Vayamos al grano. El caso es que este antimadrismo fue gradualmente desapareciendo y convirtiéndose en antibarcelonismo. Razones muchas: por su separatismo nacionalista acrecentado (no me voy a meter mucho ahí de momento), por su prepotencia, su mal ganar… Y por eso, porque últimamente ganan siempre. Y sé que no he sido el único. Sé incluso de viejos simpatizantes al Barça que se han convertido en antibarcelonistas (sólo sé de uno, pero bueno).
Dejemos de irnos por las ramas. Y centrémonos en un solo tema: Mourinho.
Sí, es chulo. Sí, es prepotente, Sí, a veces insulta. Sí, a veces se le va la mano y es incluso violento. Pero tan diferente de Clemente, Aragonés, Van Gaal etc? Yo creo que no. Incluso a Guardiola se le va la perola.
También se le acusa de alinear a jugadores violentos y que su equipo se dedica simplemente a eso. Sí, más duro de lo que se esperaba sí que ha jugado. Pero Koeman, Stoichkov, Couto o Alves no desentonarían en violentez y tampoco nadie les puso o ha puesto una cruz como a Pepe o Marcelo. Sí reconozco que el Madrid ha tenido algún mal perder que otro contra el Barça últimamente, lo cual, por otro lado es lo normal. Quién no tiene mal perder de vez en cuando?
Lo curioso del asunto es que, desde la prensa madridista hay muchas críticas en este sentido: “Mourinho se está cargando el señorío del Madrid”. Realmente lo del señorío es una chorrada como un piano. Nadie no simpatizante cree en ese supuesto señorío del Madrid. Aunque, es totalmente cierto que, incluso en mis tiempos de antimadridista, he oído a madridistas alabar el juego del barça pero a culés alabar el juego del madrid, nunca nunca de los jamases (compárese Sport/Mundo deportivo con Marca/As en este sentido).
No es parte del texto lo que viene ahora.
PR #362, opened 2019-02-14
MessageListItem: Parse message_info.from into a linkbutton

danrabbit:
Replaces the dumb label with a link style button that opens a mailto link, just like Mail 1.x did

### DIFF
--- a/src/MessageList/MessageListItem.vala
+++ b/src/MessageList/MessageListItem.vala
@@ -88,9 +88,7 @@ public class Mail.MessageListItem : Gtk.ListBoxRow {
         subject_label.valign = Gtk.Align.START;
         subject_label.get_style_context ().add_class (Gtk.STYLE_CLASS_DIM_LABEL);
 
-        var from_val_label = new Gtk.Label (message_info.from);
-        from_val_label.wrap = true;
-        from_val_label.xalign = 0;
+        var from_individualitem = new IndividualItem (message_info.from);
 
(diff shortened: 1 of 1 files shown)


tintou:
I would prefer a single Gtk.Grid subclass for the field that holds the buttons and the entry:
Use [Camel.InternetAddress](https://valadoc.org/camel-1.2/Camel.InternetAddress.html) class to parse the addresses instead of splitting `<` and `>` yourself so that it is handled consistently through the system.

src/MessageList/MessageListItem.vala
```diff
@@ -462,4 +460,41 @@ public class Mail.MessageListItem : Gtk.ListBoxRow {
     public string get_message_body_html () {
         return web_view.get_body_html ();
     }
+
+    private class IndividualItem : Gtk.Button {
```
tintou: Why not subclass Gtk.LinkButton directly ?

danrabbit:
Ah hey I was looking for something like that, but couldn't find it. I'll update accordingly

danrabbit:
@tintou hm so I'm doing:

```
        string parsed_address;
        string parsed_name;

        var internet_address = new Camel.InternetAddress ();
        internet_address.unformat (message_info.from);
        internet_address.get (0, out parsed_name, out parsed_address);
```

and getting a segfault in malloc. Any ideas?

PR #167, opened 2024-01-03
feat: Add Personalized Recommendations (experimental) 

raed667:
## Personalized recommendations 

Closed in favor of https://github.com/algolia/recommend/pull/174


examples/demo/src/routes/HomePage.tsx
```diff
@@ -24,9 +23,10 @@ export const HomePage: React.FC = () => {
   ] = useApplicationContext();
 
   return (
-    <Recommend recommendClient={recommendClient}>
+    <>
```
raed667, line 26: Removed the Recommend context here (but is kept in `ProductPage` to showcase the usage with and without.

examples/demo/src/config.ts
```diff
@@ -1,3 +1,3 @@
 export const appId = '93MWK2GLFE';
-export const apiKey = '63a2f2cf276ced37f901d8612ce5b40c';
+export const apiKey = '9f51610affadbae8e687ce009418c497';
```
raed667, line 2: Needed a key with the required ACLs

packages/recommend-core/src/personalization/getStrategy.ts
```diff
@@ -0,0 +1,34 @@
...
+  region: string;
+};
+
+type StrategyResponse = {
+  facetsScoring: Array<{
+    facetName: string;
+    score: number;
+  }>;
+  personalizationImpact: number;
+};
```
bengreenbank, line 13: Just making sure that you don't need the [`eventsScoring` param](https://www.algolia.com/doc/rest-api/personalization/#method-param-eventsscoring)?

packages/recommend-core/src/personalization/getStrategy.ts
```diff
@@ -0,0 +1,34 @@
...
+
+export const getStrategy = async ({ region, apiKey, appId }: GetStrategy) => {
+  const response = await fetch(
+    `https://recommendation.${region}.algolia.com/1/strategies/personalization`,
```
bengreenbank: You should be able to get the perso strategy from the [same domain](https://www.algolia.com/doc/rest-api/personalization/#domain) you use to get the affinities (`https://personalization.${region}.algolia.com`).

bengreenbank (approved):
Looks good perso-wise! 🚀 I only reviewed how you're getting the affinities and strategy and then how you're computing the optional filters.

packages/recommend-core/src/personalization/getStrategy.ts
raed667: Indeed, since it is not used to compute the filters, I opted to ignore `eventsScoring` to keep the type a bit simpler.

packages/recommend-core/src/personalization/getStrategy.ts
raed667: I didn't know that ! Good catch !

raed667:
@bengreenbank thanks for the review. 

I just added some session storage to cache the strategy (30min) and profile (10min) when possible.

Does that sound reasonable to you? (check [commit]( https://github.com/algolia/recommend/pull/167/commits/528b99874b5d46e9eb09a7e32d887660cd0275d0) )

bengreenbank:
> @bengreenbank thanks for the review.
> 
> I just added some session storage to cache the strategy (30min) and profile (10min) when possible.
> 
> Does that sound reasonable to you? (check [commit](https://github.com/algolia/recommend/pull/167/commits/528b99874b5d46e9eb09a7e32d887660cd0275d0) )

No worries!

It's hard to know the perfect caching interval, but:
- the strategy is refreshed whenever the customer updates it. So it will depend on how often the customer wants to change their strategy. I would say absolutely no lower than every 5 minutes, because that's how often the strategy is sent from GCP GCS to the search engine - but most customers are going to keep it the same for a reasonably long time (days, weeks etc).
- as for the user profile, it's a similar story. The profiles are regenerated whenever a new event arrives for that user, so there's no perfect interval for all customers.

Overall what you have looks good for now, and if you come across any issues then feel free to tweak them.

marialungu (approved):

Haroenv:
Later, when it's not experimental, how would you want the option to be called? would perso be automatic?

raed667:
> Later, when it's not experimental, how would you want the option to be called? would perso be automatic?

@Haroenv good question! eventually, the feature will be implemented on the API and we will use whatever the API contract dictates. (we will for sure remove the log region param as it will be handled internally by the API)

francoischalifour:
I'm failing to see a migration path from experimental to stable that makes sense with this way of exposing personalization. (Also, the codebase gets quite convoluted for a temporary feature.)

Since this addition already requires customers to update their code, it would make sense to me to introduce a sub-package specifically for experimental personalization, which supports top-level `userToken` and `region` params.

(Unfortunately we cannot get rid of `region` because it would necessitate a backend architecture change requiring an API gateway. We can't afford to do this for Perso v1, but that seems appealing for NeuralPerso.)

```jsx
import {
  Recommend,
  RelatedProducts,
} from '@algolia/recommend-react/experimental-personalization';

import { indexName, recommendClient } from './lib';

function App() {
  return (
    <Recommend
      recommendClient={recommendClient}
      userToken="10291287.12091287"
      region="eu"
    >
      <RelatedProducts indexName={indexName} />
    </Recommend>
  );
}
```

This way, there would be a clear transition from experimental to stable: replace the `@algolia/recommend-react/experimental-personalization` import with `@algolia/recommend-react`.

(Note that the `userToken` can also be leveraged for a future Insights integration.)

packages/recommend-core/src/types/Personalization.ts
```diff
@@ -0,0 +1,4 @@
+export type Personalization = {
```
francoischalifour: Those are `PersonalizationProps`, we can be more explicit with the name.

packages/recommend-core/src/types/Personalization.ts
```diff
@@ -0,0 +1,4 @@
...
+  userToken?: string;
+  region?: 'us' | 'eu';
```
francoischalifour: These optional fields make the component typings wrong. It either no personalization props, or all personalization props. So it would be something like `Props | Props & PersonalizationProps`.

packages/recommend-core/src/personalization/getAffinities.ts
```diff
@@ -0,0 +1,41 @@
...
+        'X-Algolia-API-Key': apiKey,
+      },
+    }
+  );
+
+  if (!response.ok) {
+    throw new Error(
+      `Failed to fetch personalisation affinities. Status: ${response.status}`
+    );
+  }
```
francoischalifour, line 37: Do we really want to break the recommendations behavior on the end-user screen when we're unable to fetch their user profile?

We better fallback to non-personalized recommendations. That's similar to how the Search Engine deals with non-existant user tokens, and that's similar to the future Recommend backend behavior.

(Same comment for the strategy fetching.)

packages/recommend-core/src/personalization/index.ts
```diff
@@ -0,0 +1,42 @@
...
+
+export const getPersonalizationFilters = async ({
+  userToken,
+  region,
+  apiKey,
+  appId,
+}: GetPersonalizationFilters) => {
+  if (!userToken || !region || !apiKey || !appId) {
+    return [];
+  }
```
francoischalifour: Missing `region`, `apiKey` and `appId` are development errors, so they should be caught upfront and for good DX, should throw. (Ideally with `invariant()` but we don't have this dependency on this package yet.)

Missing `userToken` can be a development error or production scenario, so we could trigger a warning on top of failing silently.

packages/recommend-core/src/personalization/index.ts
```diff
@@ -0,0 +1,42 @@
...
+      getAffinities({ userToken, apiKey, appId, region }),
+      getStrategy({ apiKey, appId, region }),
+    ]);
+
+    const optionalFilters = Object.entries(affinities.scores).flatMap(
+      ([facet, values]) =>
+        Object.entries(values).map(([value, score]) => {
+          const weight =
+            strategy.facetsScoring.find((value) => value.facetName === facet)
+              ?.score || 100;
```
francoischalifour: Can we replace the magic number `100` with a named constant? This number represents the fallback weight, and by storing it as a constant, it clarifies its purpose and signals that it's open to future adjustments. (That's another discussion, but 100 is probably not a great default TBH.)

packages/recommend-core/src/getBatchRecommendations.ts
```diff
@@ -28,23 +30,73 @@ export type GetBatchRecommendations<TObject> = {
...
 
-  const response = await recommendClient.getRecommendations<TObject>(queries);
+  let _queries = queries;
+
+  /**
+   * Big block of duplicated code, but it is fine since it is experimental and will be ported to the API eventually.
+   * This is a temporary solution to get recommended personalization.
+   */
+  if (region && userToken) {
+    recommendClient.addAlgoliaAgent('personalization');
```
francoischalifour: We're tracking the experimentation here. (Needs to be updated in the other files too.)

```suggestion
    recommendClient.addAlgoliaAgent('experimental-personalization');
```
Or:

```suggestion
    recommendClient.addAlgoliaAgent('frontend-personalization');
```

packages/recommend-js/src/experimental-personalization/frequentlyBoughtTogether.tsx
```diff
@@ -0,0 +1,18 @@
...
+
+import { Personalization } from '@algolia/recommend-core';
+
+import {
+  FrequentlyBoughtTogetherProps,
+  frequentlyBoughtTogether as render,
+} from '../frequentlyBoughtTogether';
+import { EnvironmentProps, HTMLTemplate } from '../types';
+
+type Props<TObject> = FrequentlyBoughtTogetherProps<TObject, HTMLTemplate> &
```
francoischalifour: We export the props in the original package, but not in the experimental package. We better export them too so that the migration doesn't cause any mismatches.

packages/recommend-js/src/experimental-personalization/frequentlyBoughtTogether.tsx
```diff
@@ -0,0 +1,18 @@
...
+  EnvironmentProps &
+  Personalization;
+
+export function frequentlyBoughtTogether<TObject>(props: Props<TObject>) {
+  return render<TObject>(props);
+}
```
francoischalifour: Naming suggestions so that the names are clearer (no brand new names to learn, just add a suffix) and exported with correct naming.

```suggestion
import { Personalization } from '@algolia/recommend-core';

import {
  FrequentlyBoughtTogetherProps as FrequentlyBoughtTogetherPropsPrimitive,
  frequentlyBoughtTogether as frequentlyBoughtTogetherPrimitive,
} from '../frequentlyBoughtTogether';
import { EnvironmentProps, HTMLTemplate } from '../types';

type FrequentlyBoughtTogetherProps<TObject> =
  FrequentlyBoughtTogetherPropsPrimitive<TObject, HTMLTemplate> &
    EnvironmentProps &
    Personalization;

export function frequentlyBoughtTogether<TObject>(
  props: FrequentlyBoughtTogetherProps<TObject>
) {
  return frequentlyBoughtTogetherPrimitive<TObject>(props);
}
```

(Related to my top-level comment, but the code related to `experimental-personalization` should prob also live here.)

francoischalifour (commented):
All the experimental personalization code still lives in Recommend here. The goal would be for it to live in the experimental package and forwarded through `queryParameters`. Any reasons why it's not?

packages/recommend-core/src/personalization/index.ts
raed667: Good catch ! This is a merge issue ! 👀  i'll have to re-apply a commit where i did that

packages/recommend-core/src/getBatchRecommendations.ts
raed667: i like `experimental-personalization` 👍

packages/recommend-core/src/personalization/getAffinities.ts
raed667: There is a `try/catch` around these calls in `getPersonalizationFilters`. 

This throw here, is to check the HTTP status since fetch won't throw on `4xx` errors.

TL;DR when a userToken results in an HTTP error we fallback silently to non-personalised recommend.

packages/recommend-core/src/types/Personalization.ts
raed667: Yes ! i knew i forgot something ! Thanks !

packages/recommend-js/src/experimental-personalization/frequentlyBoughtTogether.tsx
raed667: Thanks ! i addressed this in the last commit 👍

packages/recommend-core/src/personalization/getAffinities.ts
francoischalifour: Indeed, I missed that

raed667:
Closed in favor of https://github.com/algolia/recommend/pull/174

En lo deportivo, yendo al último enfrentamiento entre ambos, la supercopa de España parece que el Madrid empieza a tener argumentos para ganar con juego. En definitiva un año que se presenta apasionante (a pesar del dualismo que se discutirá aquí más adelante). Disfrutaremos, aunque tendremos que correr un tupido velo, claro, ante el hecho vomitivo de que estando el país como está los clubes de fútbol se sigan endeudando sin límite.